Sukunda are key to many important Newar ceremonies surrounding birth and death. Larger examples like this were commissioned by wealthy families and used in marriage ceremonies. A procession would form at the house of the groom and then travel with lamp lit to the home of the bride and back again after she had joined the procession. Lamps were alternatively used as parts of home altars or in the more complex ritual arrays of monasteries. In the Hindu tradition lamp light serves for literal and symbolic illumination: the light is divine, bringing good fortune to one’s family and protecting against the forces of evil that thrive in darkness.
Both the shape and figures that decorate sukunda are rife with symbolic meaning. Its form is connected to the origin of the Kathmandu Valley which was, millions of years ago, a vast lake said to be the home of many snake gods. This is further evidenced by its name. “Su” translates to beautiful and “kunda” to lake. The handle bends and flares out into an eleven-headed cobra—the Nagaraja, or king of serpents. On its back is the child Krishna, often depicted as he is here crawling on hands and knees. Beneath its many heads is Vishnu, the God of creation and transformation. He wears a tall crown and sits cross legged atop the vahana Garuda, whose outstretched wings form a seat for his passenger. The oil within the vessel symbolizes the lake, and the figures above represent the Gods of change and protection who drained the valley to make it habitable for mankind, denoting the beginning of civilization.
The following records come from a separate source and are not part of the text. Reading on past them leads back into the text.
PR #179, opened 2020-11-02
Support for networking/v1 Ingress 

shubhamavi:
This PR:

 - Updates the k8s.io dependencies: api, apimachinery, client-go to 0.19.3
This introduces syntactical changes in the way kubernetes Client calls are made. All RESTClient calls (Create, Update, Delete, Patch, List...) now take additional `context` and query options. The updates corresponding to this have been done in AKO and the UTs
 - Uses the networking/v1beta1/Ingress consistently across AKO. Since kubernetes 1.19 still supports the networking/v1beta Ingress, and the 0.19.3 clients have the same struct in networking/v1 and v1beta1, AKO now ingests to networking/v1 Ingress from kubernetes 1.19 as well. The UTs have been moved from extensions to networking/v1beta1
 - Deprecates Extensions/v1beta1 Ingress
 - Introduces support for networking/v1/IngressClass. adds cache mappings for Ingress and IngressClass (just like the existing Gateway/GatewayClass). AKO retains the class functionality (via AKO) for kubernetes clusters that do not support IngressClass yet. For the ones that do, AKO helm installation/upgrade flow would automatically add an AKO specific IngressClass written here `helm/ako/templates/ingressclass.yaml`
 - Support for ingress paths' pathType `Exact` and `Prefix`. `ImplementationSpecific` pathType functionality for AKO would be like that of pathType `Prefix`
<br/>

- Moves away from client-sets/listers/informers generated in vmware-tanzu/service-apis and adds scripts to generate the same from AKO itself. The generated clients are kept in `third_party/service-apis` directory. The script used to generate these client sets from types in vmware-tanzu resides in `hack/update-codegen-service-apis.sh`
- Updates generated code for hostrule/httprule clients to be compatible with k8s.io 0.19.3 dependencies. The script to do this will be added in a subsequent PR (with v1alpha2 support)
<br/>

- fixes issues in Makefile to run the UTs inside golang based docker containers

PR #197, opened 2020-11-16
Add an operator for deploying and managing AKO

hemantavi:
This operator takes the AKO installation/deployment configurations from
 a new CRD called `AKOConfig`.

Create/Update of an `AKOConfig`:
    - We look for the `AKOConfig` object. Once we get an object, the
      reconcile method is called. In this method, we first generate all the
      artifacts viz. Configmap, Statefulset, PodSecurityPolicy,
      ServiceAccount, Clusterrole and a Clusterrolebinding. And then, we
      create them on the cluster.
    - An update event on the `AKOConfig` object triggers the same reconcile
      method. This flow re-writes all the existing artifacts. Note that some
      changes to the configmap require a reboot. So, we do a checksum
      calculation of the configmap data fields and compare them with the
      existing one. If there's a checksum change, we delete the AKO
      statefulset if it exists and then create a new one.
    - For delete events, we use a finalizer in the `AKOConfig` object. If
      deleted, the reconcile method is first called, where we delete all the
      artifactories and then remove the finalizer from the `AKOConfig` object.


hemantavi:
Based off of the client-go changes https://github.com/vmware/load-balancer-and-ingress-services-for-kubernetes/pull/179 .

TODOs:
- [ ] SecurityContext in Statefulset.
- [ ] SyncNamespace in Configmap.
- [ ] Watch on Configmap resource to update it back to the desired state.
- [ ] Update current state of deployments in the status of the `AKOConfig` object.

sudswasavi (commented):
I was in the middle of the review but looks like there was force push made. Hence publishing what I already had.

ako-operator/Dockerfile
```diff
@@ -0,0 +1,27 @@
+# Build the manager binary
```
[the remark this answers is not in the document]
hemantavi: Not sure if we need copyright on the Dockerfile as well. The existing one for `Dockerfile.ako` doesn't have it. Have added it to the ".go" files. Let me know if we need it, and I will add it.

ako-operator/README.md
```diff
@@ -0,0 +1,41 @@
+## An operator for AKO
+
+This operator takes care of deploying, managing and removing AKO from openshift/kubernetes clusters. It takes the AKO installation/deployment configuration from a CRD called `AKOConfig`.
+
+### Pre-reqs before deploying the operator
+- CRD for `AKOConfig` must be installed.
+- Asecret called `avi-secret` must be installed. This contains the username
```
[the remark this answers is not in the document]
hemantavi: Yep, makes sense. Will add a helm chart in the next PR. With that, I will also add instructions on how to do helm install.

ako-operator/README.md
```diff
@@ -0,0 +1,41 @@
...
+  and password for the Avi controller (Currently, not enforced).
+- And, CRD definitions for `HostRule` and `HttpRule` must be installed
+  (Currently, not enforced).
+
+Run `make install` to install the above definitions.
+
+### Installing the operator
+#### Out of cluster execution
+To run the operator outside of a cluster, firs build the binary:
```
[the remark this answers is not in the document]
hemantavi: Fixed.

ako-operator/controllers/akoconfig_controller.go
```diff
@@ -0,0 +1,240 @@
...
+
+func (r *AKOConfigReconciler) SetupWithManager(mgr ctrl.Manager) error {
+	return ctrl.NewControllerManagedBy(mgr).
+		For(&akov1alpha1.AKOConfig{}).
+		Owns(&corev1.ConfigMap{}).
+		Owns(&appsv1.StatefulSet{}).
+		Complete(r)
+}
+
+func (r *AKOConfigReconciler) ReconcileConfigmap(ctx context.Context, ako akov1alpha1.AKOConfig, log logr.Logger) error {
```
monotosh-avi, line 195: Instead of using this function, can we call createOrUpdateConfigMap directly ? ReconcileConfigmap doesn't seem to be doing anything else. 
Similar for other functions bellow.

ako-operator/controllers/crb.go
```diff
@@ -0,0 +1,91 @@
...
+				Kind:      "ServiceAccount",
+				Name:      AKOServiceAccount,
+				Namespace: AviSystemNS,
+			},
+		},
+	}
+
+	err := ctrl.SetControllerReference(&ako, &crb, r.Scheme)
+	if err != nil {
+		log.Error(err, "error in setting controller reference, clusterrolebinding changes would be ignored")
```
monotosh-avi, line 88: Is this long msg correct ? In createOrUpdateClusterroleBinding() we would always update the crb even if ctrl.SetControllerReference fails.

ako-operator/controllers/crb.go
```diff
@@ -0,0 +1,91 @@
...
+		Subjects: []rbacv1.Subject{
+			{
+				Kind:      "ServiceAccount",
+				Name:      AKOServiceAccount,
+				Namespace: AviSystemNS,
+			},
+		},
+	}
+
+	err := ctrl.SetControllerReference(&ako, &crb, r.Scheme)
```
monotosh-avi, line 86: Could not find the definition of SetControllerReference() .. probably I missed something.

monotosh-avi (commented):
Looks good to me. Few minor comments.

ako-operator/controllers/akoconfig_controller.go
```diff
@@ -0,0 +1,236 @@
...
+func (r *AKOConfigReconciler) Reconcile(req ctrl.Request) (ctrl.Result, error) {
+	ctx := context.Background()
+	log := r.Log.WithValues("ako-operator", req.NamespacedName)
+
+	var ako akov1alpha1.AKOConfig
+	err := r.Client.Get(ctx, req.NamespacedName, &ako)
+	if err != nil && errors.IsNotFound(err) {
+		return ctrl.Result{}, err
+	} else if err != nil {
+		log.Info("unable to fetch AKOConfig object", "err", err)
```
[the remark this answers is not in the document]
hemantavi: The reason I set it to info is because, error prints a traceback. And this condition might happen intermittently, so it leaves unnecessary tracebacks in the logs.

ako-operator/controllers/akoconfig_controller.go
hemantavi: Sure, yeah. Makes sense. Will do that.

ako-operator/controllers/configmap.go
```diff
@@ -0,0 +1,196 @@
...
+	log.V(1).Info("building a new configmap for AKO")
+
+	var oldCM corev1.ConfigMap
+
+	if err := r.Get(ctx, getConfigMapName(), &oldCM); err != nil {
+		log.V(0).Info("error getting a configmap with name", "name", ConfigMapName, "err", err)
+	} else {
+		log.V(1).Info("old configmap", "old cm", oldCM)
+		if oldCM.ObjectMeta.GetName() != "" {
+			log.V(0).Info("a configmap with the same name already exists, it will be updated", "name",
```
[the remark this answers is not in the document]
hemantavi: It is, the plan is to convert all log.Info()s to log.V(x).Info(). Will do that.

ako-operator/controllers/crb.go
hemantavi: Yes, but we aren't watching for the clusterrolebinding changes. Meaning, if someone updates the clusterrolebinding out-of-band, then we aren't watching for those changes.

ako-operator/controllers/akoconfig_controller.go
```diff
@@ -0,0 +1,236 @@
...
+// +kubebuilder:rbac:groups="rbac",resources=clusterrolebindings,verbs=get;list;watch;create;update;patch;delete
+// +kubebuilder:rbac:groups="policy",resources=podsecuritypolicies,verbs=get;list;watch;create;update;patch;delete
+
+func (r *AKOConfigReconciler) Reconcile(req ctrl.Request) (ctrl.Result, error) {
+	ctx := context.Background()
+	log := r.Log.WithValues("ako-operator", req.NamespacedName)
+
+	var ako akov1alpha1.AKOConfig
+	err := r.Client.Get(ctx, req.NamespacedName, &ako)
+	if err != nil && errors.IsNotFound(err) {
```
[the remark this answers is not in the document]
hemantavi: We handle object deletion via the finalizers. If the root object is deleted without a finalizer, we won't handle the dependent objects. A finalizer is mandatory for taking care of the dependent resources.

ako-operator/controllers/crb.go
hemantavi: This is defined in the runtime package: sigs.k8s.io/controller-runtime/pkg/controller/controllerutil

shubhamavi:
build ako

ako-operator/controllers/crb.go
monotosh-avi: Got it, I thought you have defined this.

hemantavi:
build ako

monotosh-avi (dismissed):

ako-operator/controllers/akoconfig_controller.go
```diff
@@ -0,0 +1,193 @@
...
+	"k8s.io/apimachinery/pkg/runtime"
+	"k8s.io/apimachinery/pkg/types"
+	ctrl "sigs.k8s.io/controller-runtime"
+	"sigs.k8s.io/controller-runtime/pkg/client"
+
+	akov1alpha1 "github.com/vmware/load-balancer-and-ingress-services-for-kubernetes/ako-operator/api/v1alpha1"
+)
+
+const (
+	CleanupFinalizer = "ako.vmware.com/finalizer"
```
maplain, line 37: should we be explicit about its role her? like having `cleanup` in the string.

hemantavi: Sure, if you mean something like: `ako.vmware.com/cleanup`.

Makefile
```diff
@@ -52,8 +53,44 @@ ifdef PHOTON_SRC_REPO
...
 endif
+
+ifdef UBI_SRC_REPO
+	$(eval BUILD_ARG_UBI=--build-arg ubi_src_repo=$(UBI_SRC_REPO))
+else
+	$(eval BUILD_ARG_UBI=)
+endif
 	sudo docker build -t $(BINARY_NAME_AKO):latest --label "BUILD_TAG=$(BUILD_TAG)" --label "BUILD_TIME=$(BUILD_TIME)" $(BUILD_ARG_GOLANG) $(BUILD_ARG_PHOTON) -f Dockerfile.ako .
 
+.PHONY: ako-operator-docker
```
shubhamavi, line 64: can we initialise these vars outside the target, globally, since they seem to be getting used for both ako-operator-docker and build.

hemantavi:
build ako

shubhamavi (approved):
minor comments. also please remove the ako-operator/main binary. I wasn't able to  comment on that inline. Thanks

shubhamavi (commented):
I think that going into ObjectMeta to access the functions might not be required. Could you check if we can directly call those functions.
for instance: `cm.GetName()` instead of `cm.ObjectMeta.GetName()`  etc.

shubhamavi (approved):

hemantavi:
build ako

hemantavi:
build ako

monotosh-avi (approved):

ako-operator/controllers/role.go
```diff
@@ -0,0 +1,129 @@
+package controllers
```
sudswasavi, line 1: this should be below the copyright

ako-operator/controllers/statefulset.go
```diff
@@ -0,0 +1,253 @@
...
+				Ports: []v1.ContainerPort{
+					{
+						Name:          "http",
+						ContainerPort: 80,
+						Protocol:      "TCP",
+					},
+				},
+				Resources: resources,
+				LivenessProbe: &v1.Probe{
+					InitialDelaySeconds: 5,
```
sudswasavi, line 236: How does someone change these values with the operator mode?

ako-operator/controllers/sa.go
```diff
@@ -0,0 +1,50 @@
+package controllers
+
+import (
+	"context"
+
+	"github.com/go-logr/logr"
```
sudswasavi, line 6: copyright missing.

sudswasavi (commented):
Can you pls ensure that all files have copyrights? Few minor nits and queries inline.

ako-operator/controllers/role.go
hemantavi: Moved, thanks.

ako-operator/controllers/sa.go
hemantavi: Added.

ako-operator/controllers/statefulset.go
hemantavi: As discussed, they can change it in the statefulset directly and the values will be retained till a user makes a change in the `AKOConfig` properties forcing the operator to restart the statefulset.

monotosh-avi (dismissed):

monotosh-avi (approved):

hemantavi:
build ako

hemantavi:
build ako

hemantavi:
build ako

shubhamavi (approved):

The dalupa is headed by a sculpture of the multi-armed Ganesh, bringer of success and new beginnings. Interestingly sukunda are used by both Buddhists and Hindus, with the iconography matching the religion of the owner. This vessel features deities from the Hindu pantheon whereas Avalokiteshvara is commonly depicted as the central figure of Buddhist sukunda.
On Sukunda Thought
The Kathmandu Valley that sukunda come from has been a major center of production for ritual artifacts since at least the 7th century. There Newar craftsmen cast ritual sculptures that were historically used locally and exported to parts of India and Tibet. Production tends to be rather conservative, evolving little over the course of hundreds of years. Even today Newar sculptors rely on knowledge passed down orally and, in some cases, modern Western art catalogues to replicate the proper proportions and iconography in contemporary sculptures. The lost wax and fire gilding techniques that are employed are also millennia old. To create a sukunda like this a model is made in wax and then encased in clay. The wax is then melted out by pouring molten copper or brass into the mold. After the metal cools, the clay is shattered to reveal the metal beneath. In the case of statuary most pieces are fire gilded, a process which uses small quantities of gold and mercury to create gold coating to pieces, here though the piece has not been gilded.